I haven’t shared or written much about my romantic relationship. After all, here I am serving women going through divorce, leaving their partner, breaking ties, trying to show them that they are capable of doing things on their own, reminding them of their strength, even when they are alone, and showing them the path to independence through real estate. I haven’t shared much about my relationship because I didn’t want the perception to be that I was saying one thing and doing another. But through the years since my divorce I have thought a lot about what it means to be a strong independent woman.
After my divorce I spent a long time by myself. I dated here and there but nothing serious. My focus was on my girls, my career, and healing. I was, by my definition at the time, a strong independent woman. After all I was purchasing, rehabbing and selling my own homes, I was raising two kids on my own, I was single handedly taking care of things around my house, I was growing in my career, and I had found happiness in being alone.
Then along came this man. I remember having a conversation with him on a date one time telling him I didn’t feel comfortable allowing him to help and support me and my girls. I thought it would make me weak and dependent. I had spent all of this time learning to handle things on my own. I was doing my work, healing myself. What would it mean if I allowed him in? How could I call myself strong and independent?
Here’s what I’ve figured out. Being strong doesn’t mean you don’t get to lean on someone. Being independent does not mean you do things on your own. The actual definition of strength and independence now in my book is how vulnerable you allow yourself to be. That’s where the real strength lies. Sharing your innermost fears with someone that allows you the space to have those fears, opening up and allowing help when you need it, that’s independence. None of that takes away from your strength. In my opinion its actually one of the hardest, most challenging, strongest things you can do. To me, those that close themselves off to vulnerability, those that don’t allow help, are showing a fake strength. That’s a wall that you’ve built, that I built, to protect myself from feeling scared, and from being hurt. And not much comes from that. The walls just get bigger and higher, the pain and hurt actually becomes greater.

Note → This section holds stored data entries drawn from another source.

PR #1774, opened 2026-02-02
Spellcheck locale fix

### LINKED ISSUE #1442: `ö` on keyboard blocks transposing to small letters and `Ö` does not work on stroke-return
### Language

deutsch

### Variant

thumb-key symnum

### Kind of request

Changes on an existing layout

### More details

This layout has some problems:
1. It is not possible to transpose a word to all small letters from the main keyboard showing small letters.
2. Stroke-return on lower `ö` does not produce the capital `Ö`.

### Acknowledgements

- [x] I have searched the existing layouts and issues to confirm that this  layout either does not exist or was not requested already

markokocic:
Fixes #1442 by adding hints for spellchecker.

In this PR I added a new optional `locales` array in keyboard config. Right now, the application checks only for the first one and hints spellchecker by switching to the appropriate InputMethodSubtype.

This works for me; hopefully it won't break anything on old versions.

When reviewing, please check 99d76066ff699c90d1ac813cf75d22e828cf0ed4 since I'm not sure if that's the best way to fix the issue that the input method is not set the first time thumb-key starts. It works (for me), but it doesn't look completely right.

NOTE: `locales` field is populated in all language definitions using AI.

### DIFF
--- a/app/src/main/java/com/dessalines/thumbkey/IMEService.kt
+++ b/app/src/main/java/com/dessalines/thumbkey/IMEService.kt
@@ -72,47 +72,38 @@ class IMEService :
         updateInputLocale()
     }
 
-    /**
-     * Reports the current keyboard's locale(s) to the system so that
-     * spellcheckers and other language-aware services can use the correct dictionary.
-     *
-     * This registers a dynamic InputMethodSubtype with the keyboard's locale and switches to it,
-     * which notifies the system (including spellcheckers) of the language change.
-     */
     fun updateInputLocale() {
         val locales = currentKeyboardDefinition?.locales
         if (!locales.isNullOrEmpty()) {
-            val primaryLocale = locales.first()
+            setLocale(locales.first())
+        }
+    }
 
-            // InputMethodSubtype.InputMethodSubtypeBuilder requires API 26+
-            if (Build.VERSION.SDK_INT >= Build.VERSION_CODES.O) {
-                try {
-                    val imm = getSystemService(Context.INPUT_METHOD_SERVICE) as InputMethodManager
-                    val imeId = "$packageName/${IMEService::class.java.name}"
+    fun setLocale(locale: String) {
+        if (Build.VERSION.SDK_INT >= Build.VERSION_CODES.O) {
+            try {
+                val imm = getSystemService(Context.INPUT_METHOD_SERVICE) as InputMethodManager
+                val imeId = "$packageName/${IMEService::class.java.name}"
 
-                    // Build a subtype with the keyboard's locale
-                    val subtype =
-                        InputMethodSubtype
-                            .InputMethodSubtypeBuilder()
-                            .setSubtypeLocale(primaryLocale)
-                            .setLanguageTag(primaryLocale)
-                            .setSubtypeMode("keyboard")
-                            .setIsAuxiliary(false)
-                            .setOverridesImplicitlyEnabledSubtype(true)
-                            .build()
+                val subtype =
+                    InputMethodSubtype
+                        .InputMethodSubtypeBuilder()
+                        .setSubtypeLocale(locale)
+                        .setLanguageTag(locale)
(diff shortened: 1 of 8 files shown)


markokocic:
Once this gets merged I have some ideas about switching languages inside multilanguage layouts.

But first let's get the basic case work.

markokocic:
I added now the functionality to cycle through languages on multilanguage keyboards.

How it works now.
- Changing the keyboard will set the locale to the primary (first locale defined in the locale list for the keyboard).
- Swipe and return on the keyboard switch button will cycle to the next defined locale in the keyboard.

It helps to let the system know which language we are typing in so it can trigger spellchecker for the appropriate language. Instead of always using the system default.

It displays a toast message with the current selected locale code if toasts are enabled. Currently, toasts work only in the test area due to #1775 

Issues: 
- for some reason, spellchecking doesn't work in the thumb-key settings test area but works when using the thumb-key as a keyboard in other applications.

Caveats: works for me. Needs further testing. Please review if there's a better way for the same.

app/src/main/java/com/dessalines/thumbkey/IMEService.kt
```diff
@@ -32,7 +36,7 @@ class IMEService :
         val settingsRepo = app.appSettingsRepository
         val clipboardRepo = app.clipboardRepository
 
-        val layoutIndex = settingsRepo.appSettings.value?.keyboardLayout
+        val layoutIndex = app.appSettingsRepository.getSettingsSync()?.keyboardLayout
```
dessalines: This probably isn't necessary, just use `.getValue()` or `.value` like the other cases in this file.

dessalines (commented):
> When reviewing, please check https://github.com/dessalines/thumb-key/commit/99d76066ff699c90d1ac813cf75d22e828cf0ed4 since I'm not sure if that's the best way to fix the issue that the input method is not set the first time thumb-key starts. It works (for me), but it doesn't look completely right.

I don't understand why not just reading the settings like the other cases in the file doesn't work.

I should be able to test this tmrw.

dessalines:
> It helps to let the system know which language we are typing in so it can trigger spellchecker for the appropriate language. Instead of always using the system default.

Where can you test this, to see how its actually working?

markokocic:
It works in any text input box or text area, with some exceptions like the browser address bar or ThumbKey test area.

The prerequisite is that your phone has a spellchecker installed and activated and that that spellchecker supports your language. Some phone vendors hide spellchecker settings from you. I tested on my phone with Gboard and Helliboard set as the system spell checker. Then you can set up one of the multilanguage or single language keyboards and test it.

My initial idea for multilingual keyboards is to enable all multiple languages for multilingual keyboards, like Helliboard does, but it seems that's not possible with standard Android spellcheckers, so I added language switching on swipe and back action for multilingual keyboards.

This works in a way that ThumbKey gives a language hint to the system spellchecker upon keyboard or language change. Works on my phone.

dessalines:
It looks like both my android devices hide spellchecker from the settings, so I have no way to test this. 

Just address that comment above about removing `getSettingsSync()`, and test and verify to make sure that it works on your phone, then we can merge.

markokocic:
> It looks like both my android devices hide spellchecker from the settings, so I have no way to test this.

Many Android vendors hide some settings. For that purpose I installed https://github.com/butzist/ActivityLauncher to be able to launch hidden activities. There you can search for "spellcheck" and launch the activity directly.

> Just address that comment above about removing `getSettingsSync()`, and test and verify to make sure that it works on your phone, then we can merge.

I rebased the PR without it, and it works on my device, with the same caveats as mentioned above (thumb-key test area, browser url area don't work).

dessalines:
Cool thx. In the future, don't use rebase after you've pushed up a branch and are collaborating with others. I had to clear out my local branch because of it. Just merge from main.

PR #1786, opened 2026-02-11
fix: Use deleteSurroundingText for backspace in normal editors

### LINKED ISSUE #1065: Backspace key not functioning in GMail chat/Google Chat.
### Steps to reproduce

When entering text in the message input box all typeable characters (a-z, 0-9, symbols) and spacebar slide functions work but the backspace key has no effect. This is limited to the chat function of the GMail and Google Chat, in all other text input boxes backspace works.

### Expected behavior

The backspace key should delete the character to the left of the cursor.

### Actual behavior

There is a haptic feedback that backspace was tapped but no effect on the text input box.

### version of the program

3.4.7

### Android version

Android 14

### Device

Pixel 8

### Other details

This is likely a Google problem but I tested with other keyboards and did not have any issues with backspace.

### Acknowledgements

brendanlong:
Some apps like Google Chat ignore KeyEvent.KEYCODE_DEL events from soft keyboards, while raw editors like Termux require key events.

This change uses editor type detection to choose the right approach:

- TYPE_NULL editors (Termux, terminal apps): Use sendKeyEvent
- Normal editors (Google Chat, etc.): Use deleteSurroundingText

Also properly handles text selection by using commitText("", 0) to delete selected text.

This was tested in Google Chat and Termux, and it's been working consistently for me for over a week.

Fixes #1065

### DIFF
--- a/app/src/main/java/com/dessalines/thumbkey/utils/Utils.kt
+++ b/app/src/main/java/com/dessalines/thumbkey/utils/Utils.kt
@@ -381,12 +381,34 @@ fun performKeyAction(
             onKeyEvent()
         }
 
-        // Some apps are having problems with delete key events, and issues need to be opened up
-        // on their repos.
+        // Some apps (like Google Chat) ignore KeyEvent.KEYCODE_DEL, so we use deleteSurroundingText
+        // for normal editors. However, raw editors (TYPE_NULL) like Termux need key events.
+        // See: https://github.com/dessalines/thumb-key/issues/1065
         is KeyAction.DeleteKeyAction -> {
+            val ic = ime.currentInputConnection
+            val editorInfo = ime.currentInputEditorInfo
+            val inputType = editorInfo?.inputType ?: 0
+
             val ev = KeyEvent(KeyEvent.ACTION_DOWN, KeyEvent.KEYCODE_DEL)
+            // If there's a text processor, let it handle the key event
             keyboardSettings.textProcessor?.handleKeyEvent(ime, ev)
-                ?: ime.currentInputConnection.sendKeyEvent(ev)
+                ?: run {
+                    // No text processor - handle directly
+                    if (inputType == EditorInfo.TYPE_NULL) {
+                        // Raw editor (like Termux) - use key event
+                        ic.sendKeyEvent(ev)
+                    } else {
+                        // Normal editor - use text manipulation which works in Google Chat
+                        val selectedText = ic.getSelectedText(0)
+                        if (selectedText?.isNotEmpty() == true) {
+                            // Has selection - delete it by committing empty string
+                            ic.commitText("", 0)
+                        } else {
+                            // No selection - delete one character before cursor
+                            ic.deleteSurroundingText(1, 0)
+                        }
+                    }
+                }
         }
 
         is KeyAction.DeleteWordBeforeCursor -> {


brendanlong:
I know this has been tried and reverted before, but I think it's worth one more try. My work just moved to Google Chat and Thumb Key is basically unusable without this fix. As annoying as it is that Google won't fix it, every other keyboard also works around this.

Proof that it works:

https://github.com/user-attachments/assets/5686215d-c7e0-4bd1-8c56-0622c24e26fb


https://github.com/user-attachments/assets/36df6e37-7643-42b7-81c2-05991b256595


https://github.com/user-attachments/assets/5edb6f16-6a11-4b96-8710-9c8d690ab364

dessalines:
We've tried google chat / discord workarounds before, and they end up breaking a lot more than they end up fixing. 

Open up an issue on the google issue tracker, and link it here. Google is going against their own docs, that say apps should never hijack key events.

ryantrinkle:
@dessalines Rather than working around this for all backspace activity, could we add a special key to the YAML-based key override system that works this way?  That way it won't impact most users.

CC @brendanlong

brendanlong:
If you do add a special key, there's one other piece of complexity to properly delete full multi-byte characters: https://github.com/brendanlong/thumb-key/pull/2

(I use my fork so I don't really have strong opinions about this anymore)

dessalines:
@ryantrinkle you'd be better served by annoying google to fix this issue, as its not just thumb-key that's affected. They aren't following their own docs which explicitly say that apps should not hijack keyboard events.

I'd rather every keyboard not have to add gchat workarounds into their codebase.

ryantrinkle:
@dessalines I've commented there.  Sadly, judging from the lack of engagement from the Google team, I don't have high hopes for them actually fixing it.  Unfortunately, I have to use Google Chat for work, so I can't just ditch them, as much as I'd like to!

dessalines:
You could pick up the PR above and add a custom `GChatDeleteKey`, then it would be available to untyped layouts. 

Or possibly even a setting (default off of course) which changes the delete key behavior.

brendanlong:
@dessalines Would you accept a PR to add that custom key? It would be a lot easier than my current approach (building a whole fork).

dessalines:
Yes I would.

joachimgrafde:
> Some apps like Google Chat ignore KeyEvent.KEYCODE_DEL events from soft keyboards, while raw editors like Termux require key events.
> 
> This change uses editor type detection to choose the right approach:
> 
> * TYPE_NULL editors (Termux, terminal apps): Use sendKeyEvent
> * Normal editors (Google Chat, etc.): Use deleteSurroundingText
> 
> Also properly handles text selection by using commitText("", 0) to delete selected text.
> 
> This was tested in Google Chat and Termux, and it's been working consistently for me for over a week.
> 
> Fixes #1065

Thank you so mutch. This is the solution.

> Some apps like Google Chat ignore KeyEvent.KEYCODE_DEL events from soft keyboards, while raw editors like Termux require key events.
> 
> This change uses editor type detection to choose the right approach:
> 
> * TYPE_NULL editors (Termux, terminal apps): Use sendKeyEvent
> * Normal editors (Google Chat, etc.): Use deleteSurroundingText
> 
> Also properly handles text selection by using commitText("", 0) to delete selected text.
> 
> This was tested in Google Chat and Termux, and it's been working consistently for me for over a week.
> 
> Fixes #1065


Thank you so much. This is the solution. I will build in future my thumb-key with this mod. Works perfekt. Now i can use it without stumbling blocks.

brendanlong:
See #1833 for the ability to do this with a YAML config instead of a fork.

Issue #1804, opened 2026-02-26
Customise layout can't distinguish diagonal swipes


Henry-Gdmqx:
### Steps to reproduce

I tried making a test layout to have a go at making my own changes. Here's the edits I have
ENThumbKey:
  main:
    key1_0:
      topRight: { text: ñ }
  shifted:
    key0_0:
      right: { text: Ê }
      topRight: { text: È }
      top: { text: Ę }

This layout can type È for some reason, but not ñ, Ê or Ę

### Expected behavior

I should be capable of typing the characters I mentioned

### Actual behavior

It substitutes ñ for eithe n or m, Ê for È or W, and Ę for È or S. Almost as if it doesn't recognise those directions and is trying to find the nearest other.

### version of the program

5.1.3

### Android version

Android 14

### Device

Samsung A13

### Other details

Nothing else to add

### Acknowledgements

- [x] I have written a short but informative title.
- [x] I have updated the app to **[the latest version](https://github.com/dessalines/thumb-key/releases/latest)**.
- [x] I have searched the existing issues and this is a new one, **NOT** a  duplicate or related to another open issue.
- [x] This is not a question or a discussion, in which case I should have  gone to [lemmy.ml/c/thumbkey](https://lemmy.ml/c/thumbkey)
- [x] This is a **single** bug report, in case of multiple bugs I will open  a separate issue for each one  (they can always link to each other if related)
- [ ] I have admitted that I am a clown by having checked this box, as I have not read these acknowledgements. 🤡
- [x] I have filled out all of the requested information in this form.

dessalines:
I believe when the swipetype is hardcoded (IE two-way-vertical), the yaml-defined layouts won't be able to add keys where there were none before.

Anyway I won't troubleshoot the untyped layouts, you'll need to add a custom keyboard the suggested way: https://github.com/dessalines/thumb-key/blob/main/CONTRIBUTING.md#how-do-i-add-my-language-or-layout

PR #1824, opened 2026-03-16
Update README examples to set `swipeType`

mjkelly:
The examples adjust the "s" key in ENThumbKey, which is `FOUR_WAY_DIAGONAL` by default:
https://github.com/dessalines/thumb-key/blob/main/app/src/main/java/com/dessalines/thumbkey/keyboards/ENThumbKey.kt#L19

I got stuck on this when customizing my layout, and it looks like someone else did too:
https://github.com/dessalines/thumb-key/issues/1804

Let me know if there's a different way you'd like to explain this, or if there are other places in the README it should appear.

I checked README formatting with `prettier`:
```
prettier -c README.md
Checking formatting...
All matched files use Prettier code style!
```

I uploaded some videos here of how the keyboard behaves before and after: https://drive.google.com/drive/folders/1mYsf3e5TyVAjCp0SBlXLfyuAnpLC7Nqo

### DIFF
--- a/README.md
+++ b/README.md
@@ -183,7 +183,7 @@ This YAML configuration modifies the key in the second row, first column, center
   - `ctrled`
   - `alted`
 - `key1_0` specifies the key to modify. The first number is the row, and the second number is the column. The top row is 0, and the left column is 0.
-- `center` specifies which slide/touch direction of the key to modify. Possible values are:
+- `center` specifies which slide/touch direction of the key to modify. Possible values depend on the value of `swipeType` -- for `swipeType: EIGHT_WAY`, they are:
   - `center`
   - `left`
   - `topLeft`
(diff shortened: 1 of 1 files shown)


dessalines (approved):
Looks good, thx.

mjkelly:
It looks like the CI pipeline failed:

```
+ ./gradlew lintKotlin
Exception in thread "main" java.lang.RuntimeException: Could not create parent directory for lock file /woodpecker/src/github.com/dessalines/thumb-key/.gradle/wrapper/dists/gradle-9.4.0-bin/lcvyxq3t37f6mx9miaydrrgs/gradle-9.4.0-bin.zip.lck
	at org.gradle.wrapper.GradleWrapperMain.lambda$prepareWrapper$0(SourceFile:21)
	at org.gradle.wrapper.GradleWrapperMain.main(SourceFile:2)
```

 I don't see a way to retry it myself.

dessalines:
Weird, I got it.

PR #1848, opened 2026-04-16
Add slide+hold cursor navigation

Toldry:
Introduces a new "Slide-hold cursor movement" behavior setting that changes how the spacebar and backspace respond to slide gestures:

Spacebar:
- Slide right/left + hold: repeat cursor movement (char-by-char, accelerating)
- Slide-and-return right/left + hold: repeat word-by-word movement

Backspace:
- Slide left + hold: repeat character deletion (accelerating)
- Slide-and-return left + hold: repeat word deletion

Additionally, the following changes apply to the spacebar regardless of whether the new setting is enabled:
- Slide up/down: move cursor to line start/end
- Slide-and-return up/down: move cursor to text start/end

related: #1618 , #1670

### DIFF
--- a/app/src/main/java/com/dessalines/thumbkey/keyboards/CommonKeys.kt
+++ b/app/src/main/java/com/dessalines/thumbkey/keyboards/CommonKeys.kt
@@ -282,6 +282,20 @@ val BACKSPACE_KEY_ITEM =
 
 val BACKSPACE_WIDE_KEY_ITEM = BACKSPACE_KEY_ITEM.copy(widthMultiplier = 3)
 
+val SPACEBAR_TOP_KEYC =
+    KeyC(
+        action = CursorToLineStart,
+        swipeReturnAction = CursorToTextStart,
+        display = null,
+    )
+
+val SPACEBAR_BOTTOM_KEYC =
+    KeyC(
+        action = CursorToLineEnd,
+        swipeReturnAction = CursorToTextEnd,
+        display = null,
+    )
+
 val SPACEBAR_LEFT_KEYC =
     KeyC(
         action =
@@ -319,6 +333,8 @@ val SPACEBAR_KEY_ITEM =
         center = SPACEBAR_CENTER_KEYC,
         swipeType = SwipeNWay.EIGHT_WAY,
         slideType = SlideType.MOVE_CURSOR,
+        top = SPACEBAR_TOP_KEYC,
+        bottom = SPACEBAR_BOTTOM_KEYC,
         left = SPACEBAR_LEFT_KEYC,
         right = SPACEBAR_RIGHT_KEYC,
         bottomLeft = PREVIOUS_WORD_BEFORE_CURSOR_KEYC,
@@ -330,7 +346,7 @@ val SPACEBAR_KEY_ITEM =
 val SPACEBAR_SKINNY_KEY_ITEM = SPACEBAR_KEY_ITEM.copy(widthMultiplier = 1)
 val SPACEBAR_DOUBLE_KEY_ITEM = SPACEBAR_KEY_ITEM.copy(widthMultiplier = 2)
 
-val SPACEBAR_TOP_KEYC =
+val SPACEBAR_PROGRAMMING_TOP_KEYC =
     KeyC(
         action =
             SendEvent(
@@ -341,7 +357,7 @@ val SPACEBAR_TOP_KEYC =
             ),
         display = null,
     )
-val SPACEBAR_BOTTOM_KEYC =
+val SPACEBAR_PROGRAMMING_BOTTOM_KEYC =
     KeyC(
         action =
             SendEvent(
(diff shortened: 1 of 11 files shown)


Toldry:
Forgot to mention: I implemented this feature because it's one more thing that I missed from MessagEase. 

This is an improved version of MessagEase's cursor navigation

Toldry:
Here's a demonstration of the feature


https://github.com/user-attachments/assets/dbde3787-c1d5-44de-94f8-6c36a4151859

app/src/main/java/com/dessalines/thumbkey/keyboards/CommonKeys.kt
```diff
@@ -319,6 +333,8 @@ val SPACEBAR_KEY_ITEM =
         center = SPACEBAR_CENTER_KEYC,
         swipeType = SwipeNWay.EIGHT_WAY,
         slideType = SlideType.MOVE_CURSOR,
+        top = SPACEBAR_TOP_KEYC,
+        bottom = SPACEBAR_BOTTOM_KEYC,
```
dessalines, line 337: These should be useful too.

app/src/main/java/com/dessalines/thumbkey/ui/components/keyboard/KeyboardKey.kt
dessalines, line 1: All this seems fine, but at some point we really need to find a way to clean this up and externalize a lot of these functions. Its easier to nest functions so you don't need to pass all the state as function params, but it can get pretty messy, and make the functions really large and less readable.

app/src/main/java/com/dessalines/thumbkey/ui/components/settings/behavior/BehaviorScreen.kt
```diff
@@ -404,6 +408,25 @@ fun BehaviorScreen(
                             )
                         },
                     )
+                    SwitchPreference(
```
dessalines: Could you move this up near the other slide settings? Probably L305

app/src/main/java/com/dessalines/thumbkey/utils/Utils.kt
```diff
@@ -1634,6 +1654,37 @@ fun moveCursor(
     ime.currentInputConnection.setSelection(selection.end, selection.end)
 }
 
+fun cursorToLineStart(ime: IMEService) {
+    ime.currentInputConnection.sendKeyEvent(
+        KeyEvent(KeyEvent.ACTION_DOWN, KeyEvent.KEYCODE_MOVE_HOME),
+    )
+    ime.currentInputConnection.sendKeyEvent(
+        KeyEvent(KeyEvent.ACTION_UP, KeyEvent.KEYCODE_MOVE_HOME),
```
dessalines: Isn't just `ACTION_DOWN` enough?

dessalines (commented):
Also check the CI, there's a format line that's failing.

app/src/main/java/com/dessalines/thumbkey/keyboards/CommonKeys.kt
Toldry: I'm not sure I understand this comment. What do you mean they should be useful?

app/src/main/java/com/dessalines/thumbkey/ui/components/keyboard/KeyboardKey.kt
Toldry: by "this" and "these functions" you mean things like the `onClick` and `onLongClick` lambdas? Or the new functions I introduced in this PR? (`repeatCursorMovement`, `repeatDeleteAction`, etc).

Would you like me to open an issue to address this?

app/src/main/java/com/dessalines/thumbkey/ui/components/settings/behavior/BehaviorScreen.kt
Toldry: Done.

app/src/main/java/com/dessalines/thumbkey/utils/Utils.kt
Toldry: You're right. I deleted it.

Toldry (commented):
Fixed linting issue.
Also changed the Behavior screen to make `slideEnabled` and `slideHoldEnabled` mutually exclusive.

Toldry:
After having already finished implementing this feature, I discovered that the iPhone keyboard has a very neat trick for cursor navigation:

[CW: annoying voice]
https://www.youtube.com/shorts/H8Su0FE_12s

It might be worth implementing this "trackpad navigation", since it seems far superior to what I just implemented. thoughts?


edit: apparently this feature has existed [since 2018](https://www.cnet.com/tech/mobile/ios-12-has-a-trackpad-feature-for-easier-text-editing/). I'm surprised it took me this long to discover.

app/src/main/java/com/dessalines/thumbkey/ui/components/keyboard/KeyboardKey.kt
dessalines: All the nested functions especially, but also possibly things inside the lambdas if they're really large. Don't need to fix it for this one.

> Would you like me to open an issue to address this?

Sure.

dessalines:
> It might be worth implementing this "trackpad navigation", since it seems far superior to what I just implemented. thoughts?

Ya that does seem pretty neat. If you'd like to do that later tho, we can, and just use the same `slide_hold_enabled` DB field you've added here. 

I'll reference your comment to make a new issue.

dessalines (approved):
I'll merge, and you can work on cursor navigation later if you like, using the same DB field you've added here.

PR #540, opened 2026-04-16
Correct count in sim_fwrite

### LINKED ISSUE #539: sim_fio.c: sim_fwrite() advances the source pointer incorrectly across multiple flip buffers
This was written by Codex but so far as I can tell the bug report is genuine. I've been rototilling the entire source in a hard fork Codex-generated automated tests found this.

## Summary

`sim_fwrite()` in `sim_fio.c` has a bug in the
big-endian/swapped write path. When a write spans more than one internal
flip buffer, the function advances its source pointer by
`size * count` on every chunk instead of by `size * c`, where `c` is the
number of elements actually written in that chunk.

This causes later chunks to read from the wrong part of the caller's
buffer, which corrupts the file contents.

## Where the bug is

In `sim_fio.c`, inside `sim_fwrite()`:

```c
for (i = (int32)nbuf; i > 0; i--) {                     /* loop on buffers */
    c = (i == 1)? lcnt: nelem;
    sim_buf_copy_swapped (sim_flip, sptr, size, c);
    sptr = sptr + size * count;
    c = fwrite (sim_flip, size, c, fptr);
```

The source pointer update should use `c`, not `count`.

## Why this is wrong

`sim_fwrite()` may break the caller's write into multiple pieces:

- `nelem` is the number of elements that fit in the flip buffer
- `nbuf` is the number of chunks to write
- `c` is the number of elements in the current chunk

After writing one chunk, the source pointer must advance by the size of
that chunk:

```c
sptr = sptr + size * c;
```

But the current code advances by the size of the entire original request
every time:

```c
sptr = sptr + size * count;
```

That is only correct if there is exactly one chunk.

## Minimal patch

```diff
diff --git a/src/runtime/sim_fio.c b/src/runtime/sim_fio.c
@@
     c = (i == 1)? lcnt: nelem;
     sim_buf_copy_swapped (sim_flip, sptr, size, c);
-    sptr = sptr + size * count;
+    sptr = sptr + size * c;
     c = fwrite (sim_flip, size, c, fptr);
```

## How this was found

This was exposed while creating host-side unit coverage for
`sim_fio.c`.

A new test forces `sim_fwrite()` to use more than one flip buffer by
writing more than:

```c
FLIP_SIZE / sizeof(uint16_t)
```

elements with `sim_end = FALSE`, then reads the data back with
`sim_fread()` and checks that the logical values round-trip unchanged.

Before the patch, the test failed once the second chunk was reached.

## Reproducer shape

In outline:

1. Force the swapped path:
   - `sim_end = FALSE`
2. Write more than one flip buffer of `uint16_t` values
3. Read the file back with `sim_fread()`
4. Compare the result against the original buffer

Before the fix, values in the later portion of the file came from the
wrong source region.

## Impact

This affects endian-swapped writes that are large enough to require more
than one internal flip-buffer chunk.

Small writes do not expose the problem, which is why it can remain hidden
unless specifically tested.

LegalizeAdulthood:
Fixes #539

### DIFF
--- a/sim_fio.c
+++ b/sim_fio.c
@@ -271,7 +271,7 @@ sptr = (const unsigned char *) bptr;                    /* init input ptr */
 for (i = (int32)nbuf; i > 0; i--) {                     /* loop on buffers */
     c = (i == 1)? lcnt: nelem;
     sim_buf_copy_swapped (sim_flip, sptr, size, c);
-    sptr = sptr + size * count;
+    sptr = sptr + size * c;
     c = fwrite (sim_flip, size, c, fptr);
     if (c == 0) {
         free(sim_flip);


markpizz:
@LegalizeAdulthood , Since you've never actually had commits merged to the simh repo, you might not have realized that there is a convention in the simh repo which was established based on the great suggestion of Timothe Litt (@tlhackque) some 13 years ago.  Specifically, the commit comments should be of the form:

AFFECTED-FACILITY: One line description max 80 characters
\<blank-line-if-additional-comments\>
Optional additional comments as needed for as many lines as would be useful < 80 characters 

AFFECTED-FACILITY would be things like FIO (in this case), SCP, ETHER, TMXR etc., or (one or more simulator names).

Also, the additional comments are best when they include the description and justification for the change since that info gets carried anywhere the repo goes, while pointers to PR comments or Issue comments are stuck on github.

So, the commit for this PR should look at least like:

   FIO: Fix Big Endian sim_fwrite() error

   maybe with a summary of what was discussed in the Issue message.

Additionally, although you are the one committing the change in your repo, if I were doing this, I would specifically set Perry Metzger \<perry@piermont.com\> as the Author.

LegalizeAdulthood:
Go away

When you do the work to take down your walls, you attract a partner who is worthy of sharing your deepest, darkest moments and fears. You attract someone who actually wants to help and support you in all ways. I didn’t need Tad to save me. I had already saved myself. What I got was someone to remind me, to mirror for me, how strong I actually was, and to give me the safety to show up in my new version of strength and independence. I’m really proud of the person I have become, through all of my intentional relationships, but especially who I have become because of the support of this man. What we create in our relationship makes me better, and it makes him better too. A little bit of luck and a lot of hard work healing and redefining myself conspired to bring us together and for that I’m grateful.
What is your definition of strength and independence? How has your definition has changed throughout your life?